Nous nous inscrivons résolument contre ces orientations, même si elles proviennent à la base de sentiments sincères et généreux. Toutes ces propositions ont pour point commun d’oublier un fait majeur lorsque l’on fait de la politique : que celle-ci est inscrite dans le monde réel ! Monde dans lequel existent des rapports de force et que ce n’est qu’en fonction de ceux-ci que nous pouvons faire aboutir des revendications sociales. Or, pour les raisons que nous connaissons, le premier terrain de la lutte des classes reste le cadre national, que nous le voulions ou non.

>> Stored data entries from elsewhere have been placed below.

PR #43, opened 2020-04-14
Events for mutations

johntrimble:
Here are the event types I added. Looking for feedback on the names to make the naming consistent:

```
$ grep Eventf operator/pkg/reconciliation//reconcile_racks.go | grep -oE '["][A-Za-z]+["][,]\s*$' | grep -Eo '[A-Za-z]+'
UpdatingRack
UpateRackLabelsOnResource
StoppingDatacenter
ScaleUpRack
CreateSuperuser
FinishReplaceNode
StartReplaceNode
DeletingStuckPod
SetPodAsSeed
UnsetPodAsSeed
CreatedResource
CreatedResource
UpateRackLabelsOnResource
UpateRackLabelsOnResource
StartedCassandra
StartCassandraAndReplaceNode
StartCassandra
SetPodAsSeed
RestartingCassandra
```

### DIFF
--- a/operator/pkg/reconciliation/reconcile_racks.go
+++ b/operator/pkg/reconciliation/reconcile_racks.go
@@ -8,6 +8,7 @@ import (
 	"reflect"
 	"sort"
 	"time"
+	"strings"
 
 	appsv1 "k8s.io/api/apps/v1"
 	corev1 "k8s.io/api/core/v1"
@@ -194,6 +195,9 @@ func (rc *ReconciliationContext) CheckRackPodTemplate() result.ReconcileResult {
 
 		if needsUpdate {
 
+			rc.Recorder.Eventf(rc.Datacenter, "Normal", "UpdatingRack",
+				"Updating rack %s", rackName)
+
 			if err := setOperatorProgressStatus(rc, api.ProgressUpdating); err != nil {
 				return result.Error(err)
 			}
@@ -271,6 +275,9 @@ func (rc *ReconciliationContext) CheckRackLabels() result.ReconcileResult {
 				// FIXME we had not been passing this error up - why?
 				return result.Error(err)
 			}
+
+			rc.Recorder.Eventf(rc.Datacenter, "Normal", "UpateRackLabelsOnResource",
+				"Update rack labels for StatefulSet %s", statefulSet.Name)
 		}
 	}
 
@@ -280,6 +287,7 @@ func (rc *ReconciliationContext) CheckRackLabels() result.ReconcileResult {
 func (rc *ReconciliationContext) CheckRackStoppedState() result.ReconcileResult {
 	logger := rc.ReqLogger
 
+	emittedStoppingEvent := false
 	racksUpdated := false
 	for idx := range rc.desiredRackInformation {
 		rackInfo := rc.desiredRackInformation[idx]
@@ -294,6 +302,12 @@ func (rc *ReconciliationContext) CheckRackStoppedState() result.ReconcileResult 
 				"rack", rackInfo.RackName,
 				"currentSize", currentPodCount,
 			)
+
+			if !emittedStoppingEvent {
+				rc.Recorder.Eventf(rc.Datacenter, "Normal", "StoppingDatacenter",
+					"Stopping datacenter")
+				emittedStoppingEvent = true
+			}
 
 			rackPods := FilterPodListByLabels(rc.dcPods, rc.Datacenter.GetRackLabels(rackInfo.RackName))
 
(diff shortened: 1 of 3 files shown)


operator/pkg/reconciliation/reconcile_racks.go
```diff
@@ -194,6 +195,9 @@ func (rc *ReconciliationContext) CheckRackPodTemplate() result.ReconcileResult {
 
 		if needsUpdate {
 
+			rc.Recorder.Eventf(rc.Datacenter, "Normal", "UpdatingRack",
```
respringer, line 198: What does everyone think about defining an enum for the "reason" argument?  The docs say:

> // 'type' of this event, and can be one of Normal, Warning. New types could be added in future
> // 'reason' is the reason this event is generated. 'reason' should be short and unique; it
> // should be in UpperCamelCase format (starting with a capital letter). "reason" will be used
> // to automate handling of events, so imagine people writing switch statements to handle them.
> // You want to make that easy.

( https://godoc.org/k8s.io/client-go/tools/record#EventRecorder )

Making an enum for the reasons would allow us to easily audit all events at a high-level.

operator/pkg/reconciliation/reconcile_racks.go
```diff
@@ -473,6 +487,9 @@ func (rc *ReconciliationContext) CheckRackScale() result.ReconcileResult {
 				"desiredSize", desiredNodeCount,
 			)
 
+			rc.Recorder.Eventf(rc.Datacenter, "ScaleUpRack",
```
respringer, line 490: According to https://godoc.org/k8s.io/client-go/tools/record#EventRecorder , the "type" argument can only be "Normal" or "Warning".

johntrimble: Err, yeah, that's a bug.

operator/pkg/reconciliation/reconcile_racks.go
johntrimble: You are right, we should make these constants. The reason values I have now are intended to be what is described in the docs. Do you want changes to the actual reason values?

respringer: No, the values seem appropriate to me.

respringer: If there is any feedback, it's just to be overly pedantic on verb tense.  If we have completely finished an action, make sure we use past tense like "CreatedResource", and if we are about to do something or we are currently doing it, let's make sure it's a continuous tense like "DeletingStuckPod".  The stuff like "SetPodAsSeed" is neither past tense nor continous, and is slightly ambiguous.

This is uber-pedantic, but it would remove the possibility of someone getting confused.

respringer: Also, "UpateRackLabelsOnResource" has a typo.  I broke the existing values into groups based on my grammar mania:

Ongoing Actions:

UpdatingRack
StoppingDatacenter
DeletingStuckPod
RestartingCassandra

Completed Actions:

CreatedResource
StartedCassandra
SetPodAsSeed
UnsetPodAsSeed

Ambiguous Actions:

UpateRackLabelsOnResource
ScaleUpRack
CreateSuperuser
FinishReplaceNode
StartReplaceNode
StartCassandraAndReplaceNode
StartCassandra

jimdickinson:
I brought up a cluster and my main comment is I would try to phrase the message so the variable part is always a suffix of the event...
```
- Making pod cluster1-dc1-rack2-sts-0 a seed node
+ Labeling seed node cluster1-dc1-rack2-sts-0
```

and I might shorten a name or two.

operator/pkg/reconciliation/reconcile_racks.go
```diff
@@ -1304,10 +1350,14 @@ func (rc *ReconciliationContext) startCassandra(endpointData httphelper.CassMeta
 		// If we have a replace address that means the cassandra node did
 		// join the ring previously and is marked for replacement, so we
 		// start it accordingly
+		rc.Recorder.Eventf(rc.Datacenter, "Normal", "StartCassandraAndReplaceNode",
```
jimdickinson, line 1353:
```suggestion
		rc.Recorder.Eventf(rc.Datacenter, "Normal", "ReplaceCassandraNode",
```

operator/pkg/reconciliation/reconcile_racks.go
```diff
@@ -1150,6 +1190,9 @@ func (rc *ReconciliationContext) ReconcilePods(statefulSet *appsv1.StatefulSet)
 					"PVC", pvc,
 				)
 			}
+
+			rc.Recorder.Eventf(rc.Datacenter, "Normal", "UpateRackLabelsOnResource",
```
jimdickinson, line 1194:
```suggestion
			rc.Recorder.Eventf(rc.Datacenter, "Normal", "LabeledRackResource",
```

operator/pkg/reconciliation/reconcile_racks.go
```diff
@@ -824,6 +853,8 @@ func (rc *ReconciliationContext) deleteStuckNodes() (bool, error) {
 
 		if shouldDelete {
 			rc.ReqLogger.Info(fmt.Sprintf("Deleting stuck pod: %s. Reason: %s", pod.Name, reason))
+			rc.Recorder.Eventf(rc.Datacenter, "Normal", "DeletingStuckPod",
```
jimdickinson, line 856: 💯 this one is important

À la faveur du référendum, les citoyens ont pu voir (dans la mesure où ils existaient réellement) surgir au-devant de la scène un certain nombre d’organisations se définissant comme : « antilibérale » et situées « à gauche de la gauche [1]. » Malgré des divergences marginales, tous ces appareils vont développer un discours qui peut être résumé par le slogan : « Non à la Constitution ! Non à l’Europe libérale ! Oui à l’Europe sociale ! » Lire aussi « Le « non de gauche » : Un pas en avant, deux pas en arrière... »

Il ne faut cependant pas se tromper, l’ « Europe Sociale » des partisans du « NON de Gauche » prend chez eux un sens très différent de celui défendu par la social-démocratie institutionnelle. Pour eux, il s’agit de « réorienter » les politiques de l’UE, en définitive de faire passer la lutte du niveau national au niveau européen (comme s’il s’agissait d’un facteur subjectif et qu’il suffisait d’agiter ce slogan pour que le rêve devienne réalité). Ainsi, on entendra parler de « services publics européens » ; de « normes sociales européennes »... Parfois on retrouvera des slogans pour le moins naïfs, sinon malsains : « une action conjointe des États membres de l’UE siégeant aux conseils d’administration du FMI et de la Banque Mondiale... » ou un appel à ce que le traité « fixe des limites précises au lobbying [2]. » D’autres propositions seront, elles, tout à fait ineptes, comme celle émise par ATTAC de la « Reconnaissance du droit de chaque citoyen à travailler dans la langue de son pays, et mise en application immédiate de ce droit par la France [3] » ...

Toutes ces organisations s’accordent cependant sur une volonté de pousser plus loin la logique européenne. La LCR l’explique au nom du fait que « L’émancipation ne peut s’accomplir authentiquement dans des frontières étriquées » [4]. Pour ATTAC : « Les forces progressistes du reste du monde attendraient de l’Europe qu’elle se constitue en un pôle susceptible d’impulser des politiques alternatives au niveau mondial » [5] (on peut se demander où ils ont vu cela). Pour les « collectifs du NON », enfin, le fait d’être en présence d’« un vote populaire, antilibéral et européen [6] » porterait en lui l’exigence de cette « autre Europe ».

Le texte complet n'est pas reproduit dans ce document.